Feb. 10 (Bloomberg) -- Barnes & Noble Inc., the largest U.S. bookstore chain, is cutting jobs as revenue at its Nook tablet unit continues to shrink. The shares rose 8.8 percent.
“As we’ve aligned Nook’s cost structure with business realities, staffing levels in certain areas of our organization have changed, leading to some job eliminations,” Mary Ellen Keating, a spokeswoman for the New York-based retailer, said in an e-mail. She declined to say how many jobs were cut and from what areas of the company.
Barnes & Noble reduced Nook prices during the holidays amid continued competition from Apple Inc.’s iPad. The company invested heavily in the business in an effort to move away from physical books. Nook sales, which include tablets, content and accessories, sank 61 percent to $125 million in the nine-week holiday period, the retailer said in January.

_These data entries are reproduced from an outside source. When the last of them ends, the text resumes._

PR #227, opened 2017-06-02
focus fix

adamiwaniuk:


include/ui/dockwidget.h
```diff
@@ -90,6 +90,7 @@ class DockWidget : public QDockWidget {
   void splitVertically();
 
  protected:
+  void focusInEvent(QFocusEvent * event) Q_DECL_OVERRIDE;
```
altran01: nit. I think we decided to use `override` instead of `Q_DECL_OVERRIDE`.

adamiwaniuk: it is unifed with other methods in this file so I prefer to not change that, and some day change everything at once

PR #231, opened 2017-06-02
Move PROTO_VERSION from veles.server to veles.proto

koriakin:
Importing veles.server from veles.scli breaks Python 2 for obvious reasons.

Reported by mkow.


python/veles/proto/messages.py
```diff
@@ -22,6 +22,9 @@
 from veles.schema import model, fields
 from veles.schema.nodeid import NodeID
 
+# TODO generate this as a constant in C++
```
altran01: This TODO is fixed with this move.

koriakin: <3

PR #243, opened 2017-06-14
Fix Ctrl+C when running srv.py on Windows

mkow:


python/srv.py
```diff
@@ -77,5 +78,11 @@
     loop.add_signal_handler(signal.SIGINT, loop.stop)
 except NotImplementedError:
     pass
-loop.run_forever()
+if platform.system() == 'Windows':
```
altran01: Hmm, L77-80 is checking whether we have support for SIGINT handler (which decides if we need this hack or not). I think it would be better to merge it (and remember EAFP :) ).

PR #252, opened 2017-06-23
Fix hexedit cursor alignment (second try)

mkow:


src/ui/hexedit.cc
```diff
@@ -52,18 +52,20 @@ void HexEdit::recalculateValues() {
...
 
   // plus one for only addr
   rowsCount_ = (dataBytesCount_ + bytesPerRow_ - 1) / bytesPerRow_ + 1;
   rowsOnScreen_ =
       (viewport()->height() - horizontalAreaSpaceWidth_ * 2) / charHeight_;
 
-  spaceAfterByte_ = charWidht_ / 2;
-  hexAreaWidth_ = bytesPerRow_ * byteCharsCount_ * charWidht_ +
+  // Spacing needs to be odd for proper border alignment.
+  spaceAfterByte_ = (charWidth_ / 3 | 1);
```
adamiwaniuk: I will prefer to not use "|" here or at least please add parenthesis.

mkow: But what else could we use? Writing "/ 2 * 2 + 1" just to not use "|" doesn't make sense IMO.
Same with parentheses - '/' has very high priority; you don't add parentheses to "1 / 2 + 3" ;)

adamiwaniuk: I don't add parentheses to "1 / 2 + 3" because I know this priority from school, but people generally don't remember anything about priority of "|".

mkow: Hmm, I don't agree with this, because the rule is simple - all bit operators are below arithmetic operators. We should assume that the reader knows C++ enough and if not he can just google this.  Especially with division, which has a very high priority.

mkow: Still don't agree, but added them.

PR #280, opened 2017-07-14
Make HexEdit::paintEvent() 2x faster

mkow:
Changes:
* `painter.drawText()` -> `painter.drawStaticText()` + text cache (20% speedup)
* Removed unused `QSettings settings;` in a frequently called function (6% speedup)
* Changed one `i`-based loop to foreach (1.5%)
* Many other small changes, each giving few percents.

### DIFF
--- a/CMakeLists.txt
+++ b/CMakeLists.txt
@@ -43,6 +43,9 @@ if(CMAKE_COMPILER_IS_GNUCXX)
   set(ADDITIONAL_LINK_LIBRARIES "pthread")
 endif()
 if(MSVC)
+  # Uncomment this line to use instrumentation in Visual Studio.
+  # set(CMAKE_EXE_LINKER_FLAGS "${CMAKE_EXE_LINKER_FLAGS} /Profile")
+
   # set exception handling mode and linking mode
   set(CMAKE_CXX_FLAGS "${CMAKE_CXX_FLAGS} /EHsc ")
   # build with multiple processes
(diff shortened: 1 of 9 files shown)


.gitignore
```diff
@@ -6,3 +6,6 @@ CMakeLists.txt.user
 # Visual Studio files
 .vs
 CMakeSettings.json
+*.vsp
+*.vspx
+*.psess
```
wiktorn: Doesn't belong here

CMakeLists.txt
```diff
@@ -39,10 +39,13 @@ set(CMAKE_INCLUDE_CURRENT_DIR ON)
 set(CMAKE_INSTALL_RPATH_USE_LINK_PATH ON)
 set(CMAKE_INSTALL_RPATH ".")
 if(CMAKE_COMPILER_IS_GNUCXX)
-  set(CMAKE_CXX_FLAGS "${CMAKE_CXX_FLAGS} -Wall --std=c++14") # All warnings
+  set(CMAKE_CXX_FLAGS "${CMAKE_CXX_FLAGS} -Wall -std=c++14") # All warnings
```
wiktorn: this too

src/ui/hexedit.cc
```diff
@@ -114,8 +119,10 @@ HexEdit::HexEdit(FileBlobModel *dataModel, QItemSelectionModel *selectionModel,
       current_area_(WindowArea::HEX),
       cursor_pos_in_byte_(0),
       cursor_visible_(false),
+      selectionColor_(viewport()->palette().color(QPalette::Highlight)),
```
wiktorn: clang-tidy: `field 'cursor_visible_' will be initialized after field 'selectionColor_'` ?

catsuryuu: The issue is that order of initialization is different than order of fields in class.

mkow:
Fixed, please check again.

PR #287, opened 2017-07-24
Remove old db implementation.

koriakin:
A few pieces are still left -- these are used by current parsers.


mkow:
Please fix cmake, it doesn't build in current version.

The shares climbed to $16.06 at the close in New York and have gained 7.4 percent this year. The Standard & Poor’s 500 Index has lost 2.6 percent in 2014.
Last month, Barnes & Noble named Chief Financial Officer Michael Huseby as chief executive officer. Tumbling sales led to the July departure of William Lynch from the post, leaving Huseby as the company’s top executive.
Business Insider earlier today reported that Barnes & Noble fired its Nook hardware engineers, citing an unnamed source. The report is incorrect, Keating said.
Separately, the New York Times reported fewer than 100 workers lost their jobs.